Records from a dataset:
___

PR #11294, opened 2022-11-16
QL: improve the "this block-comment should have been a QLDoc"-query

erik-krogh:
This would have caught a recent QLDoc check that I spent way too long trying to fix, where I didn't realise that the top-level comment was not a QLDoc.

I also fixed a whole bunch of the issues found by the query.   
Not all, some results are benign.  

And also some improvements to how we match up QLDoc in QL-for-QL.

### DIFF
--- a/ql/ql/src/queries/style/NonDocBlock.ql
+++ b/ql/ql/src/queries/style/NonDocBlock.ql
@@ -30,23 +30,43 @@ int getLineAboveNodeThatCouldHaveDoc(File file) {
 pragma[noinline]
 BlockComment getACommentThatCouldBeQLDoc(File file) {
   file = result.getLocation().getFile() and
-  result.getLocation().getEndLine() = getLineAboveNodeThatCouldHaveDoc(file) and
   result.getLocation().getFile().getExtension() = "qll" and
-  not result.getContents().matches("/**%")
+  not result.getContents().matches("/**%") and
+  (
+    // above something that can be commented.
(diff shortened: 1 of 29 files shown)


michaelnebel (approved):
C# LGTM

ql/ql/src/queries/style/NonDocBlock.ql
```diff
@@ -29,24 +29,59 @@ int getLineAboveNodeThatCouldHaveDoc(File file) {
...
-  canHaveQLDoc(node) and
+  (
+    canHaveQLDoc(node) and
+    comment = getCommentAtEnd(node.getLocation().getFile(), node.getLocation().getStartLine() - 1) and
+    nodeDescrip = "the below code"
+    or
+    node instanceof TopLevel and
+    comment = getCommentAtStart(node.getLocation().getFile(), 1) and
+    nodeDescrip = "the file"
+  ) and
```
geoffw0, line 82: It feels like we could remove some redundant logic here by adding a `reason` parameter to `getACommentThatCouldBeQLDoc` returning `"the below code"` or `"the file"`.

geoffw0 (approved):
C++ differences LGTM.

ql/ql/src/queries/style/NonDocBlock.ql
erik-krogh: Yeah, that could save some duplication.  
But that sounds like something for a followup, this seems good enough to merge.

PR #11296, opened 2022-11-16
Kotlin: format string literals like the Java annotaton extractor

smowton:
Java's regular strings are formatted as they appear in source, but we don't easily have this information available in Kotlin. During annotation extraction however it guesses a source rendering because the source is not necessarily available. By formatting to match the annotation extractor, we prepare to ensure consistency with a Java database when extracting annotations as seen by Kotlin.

___

### Directions
Line by line, repeat the data exactly.

### Reply to the exercise
PR #11294, opened 2022-11-16
QL: improve the "this block-comment should have been a QLDoc"-query

erik-krogh:
This would have caught a recent QLDoc check that I spent way too long trying to fix, where I didn't realise that the top-level comment was not a QLDoc.

I also fixed a whole bunch of the issues found by the query.   
Not all, some results are benign.  

And also some improvements to how we match up QLDoc in QL-for-QL.

### DIFF
--- a/ql/ql/src/queries/style/NonDocBlock.ql
+++ b/ql/ql/src/queries/style/NonDocBlock.ql
@@ -30,23 +30,43 @@ int getLineAboveNodeThatCouldHaveDoc(File file) {
 pragma[noinline]
 BlockComment getACommentThatCouldBeQLDoc(File file) {
   file = result.getLocation().getFile() and
-  result.getLocation().getEndLine() = getLineAboveNodeThatCouldHaveDoc(file) and
   result.getLocation().getFile().getExtension() = "qll" and
-  not result.getContents().matches("/**%")
+  not result.getContents().matches("/**%") and
+  (
+    // above something that can be commented.
(diff shortened: 1 of 29 files shown)


michaelnebel (approved):
C# LGTM

ql/ql/src/queries/style/NonDocBlock.ql
```diff
@@ -29,24 +29,59 @@ int getLineAboveNodeThatCouldHaveDoc(File file) {
...
-  canHaveQLDoc(node) and
+  (
+    canHaveQLDoc(node) and
+    comment = getCommentAtEnd(node.getLocation().getFile(), node.getLocation().getStartLine() - 1) and
+    nodeDescrip = "the below code"
+    or
+    node instanceof TopLevel and
+    comment = getCommentAtStart(node.getLocation().getFile(), 1) and
+    nodeDescrip = "the file"
+  ) and
```
geoffw0, line 82: It feels like we could remove some redundant logic here by adding a `reason` parameter to `getACommentThatCouldBeQLDoc` returning `"the below code"` or `"the file"`.

geoffw0 (approved):
C++ differences LGTM.

ql/ql/src/queries/style/NonDocBlock.ql
erik-krogh: Yeah, that could save some duplication.  
But that sounds like something for a followup, this seems good enough to merge.

PR #11296, opened 2022-11-16
Kotlin: format string literals like the Java annotaton extractor

smowton:
Java's regular strings are formatted as they appear in source, but we don't easily have this information available in Kotlin. During annotation extraction however it guesses a source rendering because the source is not necessarily available. By formatting to match the annotation extractor, we prepare to ensure consistency with a Java database when extracting annotations as seen by Kotlin.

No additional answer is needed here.